[Stored data]

[Start of section]

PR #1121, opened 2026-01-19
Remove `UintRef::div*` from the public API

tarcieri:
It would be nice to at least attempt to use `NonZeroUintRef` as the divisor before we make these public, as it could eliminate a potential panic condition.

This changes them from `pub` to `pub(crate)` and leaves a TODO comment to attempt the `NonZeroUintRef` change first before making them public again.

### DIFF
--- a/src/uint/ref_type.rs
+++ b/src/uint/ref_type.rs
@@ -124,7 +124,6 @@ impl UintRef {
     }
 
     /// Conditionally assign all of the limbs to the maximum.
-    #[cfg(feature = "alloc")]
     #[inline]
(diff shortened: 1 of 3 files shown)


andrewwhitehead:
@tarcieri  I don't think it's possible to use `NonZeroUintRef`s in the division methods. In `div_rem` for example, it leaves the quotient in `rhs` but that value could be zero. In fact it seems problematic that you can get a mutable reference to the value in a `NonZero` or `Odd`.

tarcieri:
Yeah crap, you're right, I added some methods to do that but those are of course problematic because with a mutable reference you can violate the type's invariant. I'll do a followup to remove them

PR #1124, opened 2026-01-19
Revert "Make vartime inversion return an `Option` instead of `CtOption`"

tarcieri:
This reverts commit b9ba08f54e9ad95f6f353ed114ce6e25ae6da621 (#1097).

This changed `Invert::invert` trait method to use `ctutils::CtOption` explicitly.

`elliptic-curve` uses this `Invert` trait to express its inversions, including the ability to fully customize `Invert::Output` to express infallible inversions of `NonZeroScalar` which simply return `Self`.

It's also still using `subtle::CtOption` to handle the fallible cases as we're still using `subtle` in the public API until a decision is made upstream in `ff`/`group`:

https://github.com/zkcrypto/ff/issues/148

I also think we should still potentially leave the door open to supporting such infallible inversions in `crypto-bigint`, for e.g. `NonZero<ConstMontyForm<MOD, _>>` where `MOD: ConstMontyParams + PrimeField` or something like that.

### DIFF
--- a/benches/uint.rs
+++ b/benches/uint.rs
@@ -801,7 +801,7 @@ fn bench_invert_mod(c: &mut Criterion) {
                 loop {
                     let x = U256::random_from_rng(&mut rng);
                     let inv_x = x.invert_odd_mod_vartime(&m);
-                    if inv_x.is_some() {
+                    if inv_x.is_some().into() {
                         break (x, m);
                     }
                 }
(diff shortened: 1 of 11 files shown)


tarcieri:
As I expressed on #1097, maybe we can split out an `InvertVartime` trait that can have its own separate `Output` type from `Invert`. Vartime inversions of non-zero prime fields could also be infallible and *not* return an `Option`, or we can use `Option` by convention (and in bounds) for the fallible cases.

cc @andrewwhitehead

[End of section]

**WORK INSTRUCTIONS**
Your response must consist of the entries, reproduced exactly.

**OUTPUT FOR THIS TASK**
PR #1121, opened 2026-01-19
Remove `UintRef::div*` from the public API

tarcieri:
It would be nice to at least attempt to use `NonZeroUintRef` as the divisor before we make these public, as it could eliminate a potential panic condition.

This changes them from `pub` to `pub(crate)` and leaves a TODO comment to attempt the `NonZeroUintRef` change first before making them public again.

### DIFF
--- a/src/uint/ref_type.rs
+++ b/src/uint/ref_type.rs
@@ -124,7 +124,6 @@ impl UintRef {
     }
 
     /// Conditionally assign all of the limbs to the maximum.
-    #[cfg(feature = "alloc")]
     #[inline]
(diff shortened: 1 of 3 files shown)


andrewwhitehead:
@tarcieri  I don't think it's possible to use `NonZeroUintRef`s in the division methods. In `div_rem` for example, it leaves the quotient in `rhs` but that value could be zero. In fact it seems problematic that you can get a mutable reference to the value in a `NonZero` or `Odd`.

tarcieri:
Yeah crap, you're right, I added some methods to do that but those are of course problematic because with a mutable reference you can violate the type's invariant. I'll do a followup to remove them

PR #1124, opened 2026-01-19
Revert "Make vartime inversion return an `Option` instead of `CtOption`"

tarcieri:
This reverts commit b9ba08f54e9ad95f6f353ed114ce6e25ae6da621 (#1097).

This changed `Invert::invert` trait method to use `ctutils::CtOption` explicitly.

`elliptic-curve` uses this `Invert` trait to express its inversions, including the ability to fully customize `Invert::Output` to express infallible inversions of `NonZeroScalar` which simply return `Self`.

It's also still using `subtle::CtOption` to handle the fallible cases as we're still using `subtle` in the public API until a decision is made upstream in `ff`/`group`:

https://github.com/zkcrypto/ff/issues/148

I also think we should still potentially leave the door open to supporting such infallible inversions in `crypto-bigint`, for e.g. `NonZero<ConstMontyForm<MOD, _>>` where `MOD: ConstMontyParams + PrimeField` or something like that.

### DIFF
--- a/benches/uint.rs
+++ b/benches/uint.rs
@@ -801,7 +801,7 @@ fn bench_invert_mod(c: &mut Criterion) {
                 loop {
                     let x = U256::random_from_rng(&mut rng);
                     let inv_x = x.invert_odd_mod_vartime(&m);
-                    if inv_x.is_some() {
+                    if inv_x.is_some().into() {
                         break (x, m);
                     }
                 }
(diff shortened: 1 of 11 files shown)


tarcieri:
As I expressed on #1097, maybe we can split out an `InvertVartime` trait that can have its own separate `Output` type from `Invert`. Vartime inversions of non-zero prime fields could also be infallible and *not* return an `Option`, or we can use `Option` by convention (and in bounds) for the fallible cases.

cc @andrewwhitehead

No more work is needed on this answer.